About this exercise
At the line containing "Fixes ordering of time columns in Navigator", begin setting down the entries exactly, and stop only after the last line.

BEGIN Material supplied

PR #1451, opened 2015-07-15
Fixes ordering of time columns in Navigator

amtriathlon:
Using a QTime for isTime metrics

Navigator works as expected, but I don't know if this change may have unwanted side effects. The alternative would be to format a HH:MM:SS string.

### DIFF
--- a/src/RideCacheModel.cpp
+++ b/src/RideCacheModel.cpp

END Material supplied

Reply to the task
Fixes ordering of time columns in Navigator

amtriathlon:
Using a QTime for isTime metrics

Navigator works as expected, but I don't know if this change may have unwanted side effects. The alternative would be to format a HH:MM:SS string.

### DIFF
--- a/src/RideCacheModel.cpp
+++ b/src/RideCacheModel.cpp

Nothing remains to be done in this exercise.